> [Task]
Only the last stretch of the records is wanted: restate word for word the line with "Tests require matplotlib" and every line after it.

Segment Open

PR #143, opened 2019-03-28
Reorder requirements; Add matplotlib to requirements.txt

camenpihor:
Tests require matplotlib

I was not sure if python2.7 is still supported, and so I floored the requirement at `2.2.4` so that it would work with python3 as well.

Segment Closed

> [Written answer]
Tests require matplotlib

I was not sure if python2.7 is still supported, and so I floored the requirement at `2.2.4` so that it would work with python3 as well.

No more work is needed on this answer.